When it comes to cryptocurrency regulations, Russia is one of the most draconian countries in the world. They are currently proposing regulations that can jail people for up to 7 years for issuing money surrogates such as Bitcoin. This could also include fines up to 2.5 million rubles ($35,000).
Even accepting bitcoin as a form of payment is being made illegal. The Russian government started scheming for harsh regulations as early as 2014. The first signs of a government crackdown occurred when mining equipment was being confiscated at the border.
Bag Holding the Falling Ruble
Perhaps the main reason why Russia is so concerned about cryptocurrencies is because their national currency has been taking a nose dive. Looking at the 2 year chart we can see that the Ruble has lost 48% of its value when compared to the USD.
Having a national currency lose half of its value may cause citizens to look for ways to preserve their wealth. The government has been tightening all forms of capital controls, leaving many of its citizens as bag holders. This includes a ban on USD banks accounts and going after offshore tax havens.

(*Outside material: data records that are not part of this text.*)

PR #1234, opened 2024-11-18
Feat/polars with columns , async with_columns pandas

jernejfrank:
Please let me know if scope creep too big and I can cut some things out into a new PR.

## Changes
- extract_columns for polars LazyFrame (converts columns into Expressions that just need to be collected at the end)
- with_columns for polars (supported eager and lazy execution -- that's why the above change)
- refactored with_columns by using `registry` single dispatch method and enabled it for Pandas / Polars for now.
- async with_columns for pandas
- target=None selects all viable sink nodes and appends to data frame

## How I tested this
- unit
- e2e
- examples

## Notes
The one thing I didn't touch is the spark extension (zero experience with pyspark), because the implementation so far is different / not sure if we can use extract_columns as straightforward as with pandas/polars, but happy to tackle that as well in case its possible.

## Checklist


zilto (commented):
Overall every excited about this feature! All of my comments are related to the plugins system and I didn't check the specific logic of the function modifier.

I think for now, you can use the `registry` or abstract backend approach. A larger cleanup and unification of the plugin system is planned for Hamilton 2.0. 

An open question is whether we should support `narwhals`. I would be in favor given `polars` **is already** a Hamilton plugin.

hamilton/function_modifiers/recursive.py
```diff
@@ -11,17 +14,21 @@
 else:
     from typing import NotRequired
 
+from pandas import DataFrame as PandasDataFrame
+from polars import DataFrame as PolarsDataFrame
+from polars import LazyFrame as PolarsLazyFrame
```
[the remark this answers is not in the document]
jernejfrank: Thanks for all the feedback @zilto!

Happy to go ahead with `registry`-approach since it seems a straightforward change / keeps it consistent with `extract_columns` that is used under the hood.

Could you confirm the following just to double-check that I understand correctly:
The change necessary is that we move away from a factory pattern with subclassing the different implementations from and changing the now abstract method `create_merge_node` into a `@singledispatch` method with the plugin extensions `h_pandas` and `h_polars` implementing it, the same as in `extract_columns`.

hamilton/function_modifiers/recursive.py
```diff
@@ -626,3 +633,234 @@ def prune_nodes(nodes: List[node.Node], select: Optional[List[str]] = None) -> L
...
+        initial_nodes = (
+            []
+            if self.dataframe_subdag_param is not None
+            else self._create_column_nodes(inject_parameter=inject_parameter, params=params)
+        )
+
+        return inject_parameter, initial_nodes
+
+    @abc.abstractmethod
+    def create_merge_node(self, upstream_node: str, node_name: str) -> node.Node:
```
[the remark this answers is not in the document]
jernejfrank: Not sure this is appropriate here, the `with_columns` call could be somewhere in the middle of the DAG and the user doesn't want to collect a LazyFrame just yet for example. 

This node is mostly meant to implement the different `with_columns` flavours -- for example in Polars its straightforward API matching since a `with_columns` method already exists, Pandas we needed to manually implement it ourselves.

plugin_tests/h_polars/resources/with_columns_end_to_end.py
```diff
@@ -0,0 +1,66 @@
+import polars as pl
```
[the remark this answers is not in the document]
jernejfrank: Me neither, what I did for now is kept the general functions agnostic to the dataframe type under `tests/` and methods that need a data frame input under `plugin_tests/` where some of them are duplicate with just changing to the correct dataframe type. 

Would be good to get a general idea what the testing convention is @elijahbenizzy ?

jernejfrank:
I left `with_columns` in `h_pandas` for backwards compatibility and have something similar in `h_polars` to be consistent, but IMO we should deprecate `h_pandas` (super short lived plugin lol), remove it from `h_polars` and keep it central in `recursive.py`.

hamilton/function_modifiers/recursive.py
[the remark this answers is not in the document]
zilto: There's also a [hamilton.plugins.h_polars_lazyframe](https://github.com/DAGWorks-Inc/hamilton/blob/3d98be3e2cf8b8a0e399be77b2d2a7199fe63105/hamilton/plugins/h_polars_lazyframe.py) with a result builder for lazy frames.

From my understanding, the `create_merge_node()` serves the same purpose as `ResultBuilder.build_result()`, which we have implementations for pandas, polars, polars lazy frame, vaex, ibis, and more (IIRC). Wanted to point it out to save you development time. I think there are two paths:

- duplicate code: copy-paste logic from ResultBuilder into this `create_merge_node` method, but make sure to leave a `# TODO` noting that this is the same logic as result builders
- refactor to extract logic: the `.build_result()` or `create_merge_node()` should eventually end up as a method under `hamilton.registry` with `@singledispatch`. Then, the same implementation could be called by `@with_columns` and `ResultBuilder`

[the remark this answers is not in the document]
jernejfrank: Not quite. The `ResultBuilder` will take all the end nodes (`final_vars`) and try to build a dataframe out of it. There are two cases and an edge case:

1. If the end node is a dataframe, it adopts that.
2. If the end nodes are a list of series, it combines them into a dataframe.
3. Edge case: In the case the end nodes are mixed the result is funky and definetly not something useful. 

In our case we want to keep the original dataframe and append columns to it, so we need to insert all original columns + new columns into the `ResultsBuilder`. In the case a selected column already exists in the dataframe we need to prefer the selected over the existing. 

Now, when the user initiates the `with_columns` decorator he passes in a subset of the existing columns / will most likely extract himself a subset of existing columns and not all. So, for us to generate the whole frame we will need to essentially extract all the columns in the background to be able to use the `ResultBuilder` logic. 
 
It can be done, but I find the amount of gluing necessary to get what we need a bit much; I find we need a better reason to justify it than just code reusability. Mind you, we will still need to register the `merge_node` in the `registry` anyways and there we can levarage  library-specific `with_columns` implementations / implementing it for libraries that don't have it (e.g. Pandas -- literally one line of code) in a more succinct way.

So all in all, I am not a fan of using `ResultBuilder` here unless there is a good argument about the overall design structure.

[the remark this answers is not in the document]
zilto: Per my initial comment, code duplication is totally reasonable and desirable here, but we should add clear comments in `@with_columns` source code AND in the docstrings, docs, and user guides

Code reuse is not a goal in itself. Rather, it's about limiting the number of "concepts/abstraction" we introduce in Hamilton, which impacts downstream maintenance, documentation, user onboarding, etc. A frequent challenge mentioned with Hamilton is that 5 ways to do a single thing are presented to users, which can lead to heterogeneous coding practices within a team.

You highlighted good points that the Reference docs highlight:

- `ResultBuilder().build_result()`:  merge columns and scalars into a dataframe
- `@with_columns` merge operation: subdag that assigns new columns to a dataframe, e.g., merge a dataframe and columns

But then likely scenarios:
> User A has code using `ResultBuilder`. Workflow gets complex, they want to use `@subdag`. I tell them you can't pass a result builder to a `@subdag`. Then,  `@with_columns` should solve the problem, but it doesn't have the same behavior for handling scalars (I'm not fond of it personally)

The main challenge to unify both is that `ResultBuilder` need backwards compatibility for handling scalar. However, as you're writing logic to handle merging of dataframes + columns, it seems a reasonable TODO to update ResultBuilder to handle dataframes + columns + scalars in a backwards compatible (or non-backwards in a future major release).

Then, we have a much simpler story for users "result builder merges X, Y, Z, and `@with_columns` is `@subdag + ResultBuilder`" without other caveats. Part of the documentation effort is also orienting users, making informative suggestion and comparisons, and writing in red bold letters what problem it solves / when it works / when it won't work.

hamilton/function_modifiers/recursive.py
```diff
@@ -626,3 +629,314 @@ def prune_nodes(nodes: List[node.Node], select: Optional[List[str]] = None) -> L
...
+                "extract + modify the columns and afterwards select them."
+            )
+
+        pruned_nodes = prune_nodes(subdag_nodes, self.select)
+        if len(pruned_nodes) == 0:
+            raise ValueError(
+                f"No nodes found upstream from select columns: {self.select} for function: "
+                f"{fn.__qualname__}"
+            )
+        # In case no node is selected we append all possible nodes that have a column type matching
```
jernejfrank, line 924: Adding here another comment for future reference:

At the moment `ResultBuilder` will create a column out of a scalar, native Polars `with_columns` does the same.

In our `with_columns` implementation this results in an error since we enforce only matching series type can be appended into the dataframe.

I am torn how we want to handle this: on the one hand we should try to mimick the same behaviour  as external libraries (since that is what users are used to / easier adoption with legacy code), on the other hand enabling this can lead to nasty bugs because it will fail silently.

hamilton/function_modifiers/recursive.py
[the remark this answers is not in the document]
elijahbenizzy: `create_merge_node` I don't think is the right way to do this, but close. 

The problem here is that we have not really defined an algebra for doing the atomic operations for `with_columns` cross-dataframe and it's not actually clear it's the same:

1. Spark does it differently
2. Pandas + polars are similar actually, but lazy stuff gets in the way

So, while long-term it's a bit cleaner to come up with a set of atomic operations and delegate to each one, I think that it's a little more than we need right now.

We should be able to register `with_columns` -- we can merge stuff later, but it'll be unecessarily restrictive for now.

Narwals can help, but really this is fairly simple -- we have three implementations and they don't use the same code (yet), so unless we confidently believe that they'll all look the same, I'd prefer to duplicate code and reimplement the entirity of `with_columns`. Perhaps we can group this to use the same interface, but again, it's not clear that all dataframe implementations *will* use the same interface...

hamilton/function_modifiers/recursive.py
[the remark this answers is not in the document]
elijahbenizzy: See comment above -- I think we don't have the right general pattern yet, and unifying is more trouble than it's worth. Bringing in the `ResultBuilder` construct is, IMO, a little more complexity than needed.

Looking at the bigger picture, we *might* want the next push to be a more generic `with_columns` -- @jernejfrank and I initially discussed that then downscoped, in favor of individual versions that we can merge.

So I think we implment pandas (done), and polars (done), then maybe one more (narwhals, which also gives other stuff for free) or maybe we have enough information to then unify/delete code.

hamilton/plugins/vaex_extensions.py
```diff
@@ -26,6 +26,15 @@ def fill_with_scalar_vaex(
     return df
 
 
+@registry.with_columns.register(vaex.dataframe.DataFrame)
```
elijahbenizzy, line 29: Should we be registering it as `NotImplemented`? Or should the fact that we *don't* register it mean it's not implemented...

hamilton/plugins/h_polars.py
```diff
@@ -54,3 +67,152 @@ def build_result(
 
     def output_type(self) -> Type:
         return pl.DataFrame
+
+
+# Do we need this here?
+class with_columns(with_columns_factory):
```
elijahbenizzy, line 73: So yeah, I think this should live individually -- the contract shouldb e per-dataframe-type (for now). Then we can add a central one, but this enables separate implementations and the fact that we're using the same class to be an implementation detail.

hamilton/plugins/h_polars.py
```diff
@@ -54,3 +67,152 @@ def build_result(
...
+            via with_columns. The length of each column has to match the original dataframe length.
+            Existing columns will be overridden.
+        :param namespace: The namespace of the nodes, so they don't clash with the global namespace
+            and so this can be reused. If its left out, there will be no namespace (in which case you'll want
+            to be careful about repeating it/reusing the nodes in other parts of the DAG.)
+        :param config_required: the list of config keys that are required to resolve any functions. Pass in None\
+            if you want the functions/modules to have access to all possible config.
+        """
+
+        super().__init__(
```
elijahbenizzy, line 211: Curious, why are we delegating to the superclass here? Why not just pass through?

hamilton/registry.py
```diff
@@ -79,6 +79,9 @@ def load_extension(plugin_module: ExtensionName):
         assert hasattr(
             mod, f"fill_with_scalar_{plugin_module}"
         ), f"Error extension missing fill_with_scalar_{plugin_module}"
+        assert hasattr(
```
elijahbenizzy, line 82: AHh, I see this is the answer to the above.Makes sense leaving it unimplemented in a few!

hamilton/function_modifiers/recursive.py
```diff
@@ -626,3 +629,314 @@ def prune_nodes(nodes: List[node.Node], select: Optional[List[str]] = None) -> L
                 stack.append(dep_node)
             seen_nodes.add(dep)
     return output
+
+
+class with_columns(base.NodeInjector, abc.ABC):
```
elijahbenizzy, line 634: This is abstract -- where are the functions that are left as abstract? E.G. what does a subclass have to implement?

elijahbenizzy (commented):
OK, what you did here is super cool. This took me a while to wrap my head around.

I think I'm on board with the general approach, but have the following concerns (that I'm still grokikng). Thanks @zilto for pointing these out:
1. The level of commonality between implementations -- should the goal be to make it easy to add a new implementation (E.G. by using the registry), or is that premature optimization? 
2. How it's packaged -- what's the import/usage? Should the user care that there's a generic `with_columns`? Or not?
3. Related to (2) registry + import structure

Let's hop on a call at some point?  Or discuss asynchronously?

hamilton/function_modifiers/recursive.py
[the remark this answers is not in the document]
zilto: I had a call with Jernej in the meantime yesterday. The main notes:
- my intent with this particular thread was to point that out that currently `@with_columns != @subdag + ResultBuilder`. My impression from the docs and the code is that it *should* be the end goal
- the current implementations work, are useful, and should be merged. We just have to add mentions in docs and `# TODO` where appropriate
- the current `@with_columns` doesn't fill scalars like the `ResultBuilder`. But also, Polars `.with_columns()` does fill scalars, but PySpark `.withColumns()` doesn't (see below)

```python
import polars as pl

df = pl.DataFrame({"a": [10, 11], "b": ["aa", "bb"]})
df.with_columns(1)
```

</small><table border="1" class="dataframe"><thead><tr><th>a</th><th>b</th><th>literal</th></tr><tr><td>i64</td><td>str</td><td>i32</td></tr></thead><tbody><tr><td>10</td><td>&quot;aa&quot;</td><td>1</td></tr><tr><td>11</td><td>&quot;bb&quot;</td><td>1</td></tr></tbody></table></div>

```python
import pyspark
spark = pyspark.sql.SparkSession.builder.getOrCreate()
df = spark.createDataFrame([(10, 11), ("aa", "bb")], schema=["a", "b"])
df.withColumns({"c": 1}).show()
```
>[63](https://vscode-remote+wsl-002bubuntu-002d20-002e04.vscode-resource.vscode-cdn.net/home/tjean/projects/dagworks/hamilton/~/projects/dagworks/hamilton/.venv/lib/python3.11/site-packages/pyspark/sql/column.py:63)     jcol = _create_column_from_name(col)
     [64](https://vscode-remote+wsl-002bubuntu-002d20-002e04.vscode-resource.vscode-cdn.net/home/tjean/projects/dagworks/hamilton/~/projects/dagworks/hamilton/.venv/lib/python3.11/site-packages/pyspark/sql/column.py:64) else:
---> [65](https://vscode-remote+wsl-002bubuntu-002d20-002e04.vscode-resource.vscode-cdn.net/home/tjean/projects/dagworks/hamilton/~/projects/dagworks/hamilton/.venv/lib/python3.11/site-packages/pyspark/sql/column.py:65)     raise PySparkTypeError(
     [66](https://vscode-remote+wsl-002bubuntu-002d20-002e04.vscode-resource.vscode-cdn.net/home/tjean/projects/dagworks/hamilton/~/projects/dagworks/hamilton/.venv/lib/python3.11/site-packages/pyspark/sql/column.py:66)         error_class="NOT_COLUMN_OR_STR",
     [67](https://vscode-remote+wsl-002bubuntu-002d20-002e04.vscode-resource.vscode-cdn.net/home/tjean/projects/dagworks/hamilton/~/projects/dagworks/hamilton/.venv/lib/python3.11/site-packages/pyspark/sql/column.py:67)         message_parameters={"arg_name": "col", "arg_type": type(col).__name__},
     [68](https://vscode-remote+wsl-002bubuntu-002d20-002e04.vscode-resource.vscode-cdn.net/home/tjean/projects/dagworks/hamilton/~/projects/dagworks/hamilton/.venv/lib/python3.11/site-packages/pyspark/sql/column.py:68)     )
     [69](https://vscode-remote+wsl-002bubuntu-002d20-002e04.vscode-resource.vscode-cdn.net/home/tjean/projects/dagworks/hamilton/~/projects/dagworks/hamilton/.venv/lib/python3.11/site-packages/pyspark/sql/column.py:69) return jcol
> PySparkTypeError: [NOT_COLUMN_OR_STR] Argument `col` should be a Column or str, got int.

jernejfrank:
Ok, so here is my line of thinking with regards to the changes:

The `with_columns` consists of three parts:

1. We need the input node. This can be a full dataframe if `pass_datafame_as` is used or we need to extract columns into nodes if `columns_to_pass` is used. Given that some data frames are supported in Hamilton's `extract_columns` and some are not, this should be implemented on a per library basis.
2. We need the subtag nodes. Again, we can re-use Hamilton's `subdag` functionality, but some libraries again will need more (see h_spark) and is therefore again to be implemented on a per library basis.
3. Last is combining eveything into a single dataframe again to be implemented on a per library basis.

So what I decided is to leave three abstract methods:
1. `get_initial_nodes`
2. `get_subdag_nodes`
3. `create_merge_node`

that should create enough flexibility to implement any dataframe library, but is also concrete enough to wire together everything in `inject_nodes` from `NodeInjector`.

Now, every plugin library, `h_pandas`, `h_polars`, and `h_polars_lazyframe` inherits from this class and in the their initialisation calls out to the parent factory init, but passes in the required dataframe type (e.g. `pd.DataFrame`,  `pl.DataFrame`, or `pl.LazyFrame`) which is in turn derived from the extension modules. So in effect we use the `registry` approach without hard-binding us to needing to implementat any functionality in there.

Since that part of the API is private, should we want to switch to registry, the refactoring is straightforward and shouldn't get us into trouble down the road.

hamilton/function_modifiers/recursive.py
```diff
@@ -626,3 +628,268 @@ def prune_nodes(nodes: List[node.Node], select: Optional[List[str]] = None) -> L
                 stack.append(dep_node)
             seen_nodes.add(dep)
     return output
+
+
+class with_columns_factory(base.NodeInjector, abc.ABC):
```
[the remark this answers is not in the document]
elijahbenizzy: Also adjust docs to point out that this is not user-facing.

hamilton/function_modifiers/recursive.py
```diff
@@ -626,3 +628,268 @@ def prune_nodes(nodes: List[node.Node], select: Optional[List[str]] = None) -> L
...
+
+    In case you need more flexibility you can alternatively use ``pass_dataframe_as``, for example,
+
+    .. code-block:: python
+
+            # with_columns_module.py
+            def a_from_df(initial_df: pd.Series) -> pd.Series:
+                return initial_df["a_from_df"] / 100
+
+        def b_from_df(initial_df: pd.Series) -> pd.Series:
```
elijahbenizzy, line 700: spacing?

hamilton/plugins/h_pandas.py
```diff
@@ -144,52 +121,38 @@ def __init__(
...
-        self, inject_parameter: str, params: Dict[str, Type[Type]]
+        self, fn: Callable, inject_parameter: str, params: Dict[str, Type[Type]]
     ) -> List[node.Node]:
         output_type = params[inject_parameter]
 
-        def temp_fn(**kwargs) -> pd.DataFrame:
-            return kwargs[inject_parameter]
+        if inspect.iscoroutinefunction(fn):
+
+            async def temp_fn(**kwargs) -> Any:
```
elijahbenizzy, line 150: Curious why this is necessary -- we should be able to have it work with both sync and async? E.G. this function doesn't need to be awaited? Or is it that we end up awaiting this so we have to use an async function (even though its the same)? Comment would help.

hamilton/function_modifiers/recursive.py
```diff
@@ -626,3 +628,268 @@ def prune_nodes(nodes: List[node.Node], select: Optional[List[str]] = None) -> L
...
+        input_types = typing.get_type_hints(fn)
+        if inject_parameter not in params:
+            raise InvalidDecoratorException(
+                f"Function: {fn.__name__} does not have the parameter {inject_parameter} as a dependency. "
+                f"@with_columns requires the parameter names to match the function parameters. "
+                f"If you wish do not wish to use the first argument, please use `pass_dataframe_as` option. "
+                f"It might not be compatible with some other decorators."
+            )
+
+        if input_types[inject_parameter] != required_type:
```
elijahbenizzy, line 751: Might want to use a subclass check instead of equality

hamilton/function_modifiers/recursive.py
```diff
@@ -626,3 +628,268 @@ def prune_nodes(nodes: List[node.Node], select: Optional[List[str]] = None) -> L
...
+                ...
+
+    the above would output a dataframe where the two columns ``a_from_df`` and ``b_from_df`` get
+    overwritten.
+    """
+
+    # TODO: if we rename the column nodes into something smarter this can be avoided and
+    # can also modify columns in place
+    @staticmethod
+    def _check_for_duplicates(nodes_: List[node.Node]) -> bool:
```
elijahbenizzy, line 722: nit -- `_contains_duplicates` might be better. Also, probably best not to have an underscore as we use it externally.

hamilton/function_modifiers/recursive.py
elijahbenizzy: To circle back, I thnk we're removing result builder to reduce complexity, right?

elijahbenizzy (commented):
Looking good! Happy with the architecture choices. One thing that would be helpful -- let's add a page on the docs (E.G. a `README` in `function_modifiers`) that addresses architectural decisions. A lot here on how we did it, and it'll be really helpful for picking up later.

Left a few comments, can approve and ship soon!

hamilton/plugins/h_pandas.py
jernejfrank: I just checked, it is not.. I thought since `extract_columns` is checking for a co-routine, we need to wire it through, but turns out it works without it as well. Same for the `create_merge_node`.

elijahbenizzy:
> Ok, so here is my line of thinking with regards to the changes:
> 
> The `with_columns` consists of three parts:
> 
> 1. We need the input node. This can be a full dataframe if `pass_datafame_as` is used or we need to extract columns into nodes if `columns_to_pass` is used. Given that some data frames are supported in Hamilton's `extract_columns` and some are not, this should be implemented on a per library basis.
> 2. We need the subtag nodes. Again, we can re-use Hamilton's `subdag` functionality, but some libraries again will need more (see h_spark) and is therefore again to be implemented on a per library basis.
> 3. Last is combining eveything into a single dataframe again to be implemented on a per library basis.
> 
> So what I decided is to leave three abstract methods:
> 
> 1. `get_initial_nodes`
> 2. `get_subdag_nodes`
> 3. `create_merge_node`
> 
> that should create enough flexibility to implement any dataframe library, but is also concrete enough to wire together everything in `inject_nodes` from `NodeInjector`.
> 
> Now, every plugin library, `h_pandas`, `h_polars`, and `h_polars_lazyframe` inherits from this class and in the their initialisation calls out to the parent factory init, but passes in the required dataframe type (e.g. `pd.DataFrame`, `pl.DataFrame`, or `pl.LazyFrame`) which is in turn derived from the extension modules. So in effect we use the `registry` approach without hard-binding us to needing to implementat any functionality in there.
> 
> Since that part of the API is private, should we want to switch to registry, the refactoring is straightforward and shouldn't get us into trouble down the road.

Nice, I think this is a good overview. Note there might *still* be shared stuff between the implementations, in which case you have two options to reduce duplicated code (should you want):

1. Joint/helper functions
2. Additional subclasses, E.G. for column-specific ones (polars/pandas)

But I think these will be options for later, and quite possibly over-engineered.

To be clear, this doesn't look like it works with spark, yet? Do you think that's a possibility?

elijahbenizzy (commented):
This code is way cleaner -- nice work! And more powerful. Will take another look later tonight but just left a few comments -- this is very inline with how we discussed it.

hamilton/plugins/h_polars.py
```diff
@@ -54,3 +73,216 @@ def build_result(
...
+            for column in self.select:
+                columns_to_append[column] = kwargs[column]
+
+            return df.with_columns(**columns_to_append)
+
+        column_type = registry.get_column_type_from_df_type(self.dataframe_type)
+        input_map = {column: column_type for column in self.select}
+        input_map[inject_parameter] = self.dataframe_type
+        merge_node = node.Node(
+            name="__append",
```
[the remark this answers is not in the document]
jernejfrank: Forgot to change that, `spark` has the last node as `_select` -- I think in our case we should use `_append` or `_with_columns` to avoid misunderstanding with the `select` functionality of polars.

elijahbenizzy (approved):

This seems to be a classic case of “do as I say and not as I do.” It recently came to light in the Panama papers that Russian President Vladimir Putin’s close friends have billions of dollars in offshore tax havens.
Local Bitcoin Volume Showing Exponential Growth
Despite the ban on crypto, LocalBitcoin trading volume is showing exponential growth in Russia.
LocalBitcoins is a peer-to-peer service for buying and selling bitcoins. The volume on this site likely represents organic growth because most coins are purchased locally at a premium.
Volume stats reported on regular exchanges usually only represent the same coins being shuffled back and forth amongst traders. These stats can be manipulated by wash trading bots on zero fees exchanges.
The exponential growth in local Russian bitcoin volume shows the resilience of decentralized technology in spite of regulations.
Bitcoin as a Financial Hedge
Bitcoin’s best feature is its decentralization. History is filled with examples of economic collapse, bank runs and hyperinflation. Now we have new situations such as bail-ins, where the government can prop up the failing banks by siphoning money out of your account.
The decentralized nature of cryptocurrencies can act as a hedge against a failing economy. Unlike the legacy system, crypto doesn’t require trust in a third party. When financial systems fail it seems that the average person is left getting the wool sheared off their backs.